_EXERCISE INPUT_
PR #785, opened 2020-11-27
[fix] Their_field property access

ibelar:
Property their_field is need for properly building ScopeBuilder dropdwon item.

### DIFF
--- a/src/Reference.php
+++ b/src/Reference.php
@@ -80,6 +80,11 @@ class Reference
         $this->link = $link;
     }
 
+    public function getTheirField()
+    {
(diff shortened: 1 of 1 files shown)


DarkSide666 (approved):
LGTM

src/Reference.php
```diff
@@ -80,6 +80,11 @@ public function __construct(string $link)
         $this->link = $link;
     }
 
+    public function getTheirField()
```
mvorisek, line 83: it should have a suffix `Name` and type `: string`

_WHAT TO PRODUCE_
Give the data again, exactly as it stands.

_RESPONSE TO THE TASK_
PR #785, opened 2020-11-27
[fix] Their_field property access

ibelar:
Property their_field is need for properly building ScopeBuilder dropdwon item.

### DIFF
--- a/src/Reference.php
+++ b/src/Reference.php
@@ -80,6 +80,11 @@ class Reference
         $this->link = $link;
     }
 
+    public function getTheirField()
+    {
(diff shortened: 1 of 1 files shown)


DarkSide666 (approved):
LGTM

src/Reference.php
```diff
@@ -80,6 +80,11 @@ public function __construct(string $link)
         $this->link = $link;
     }
 
+    public function getTheirField()
```
mvorisek, line 83: it should have a suffix `Name` and type `: string`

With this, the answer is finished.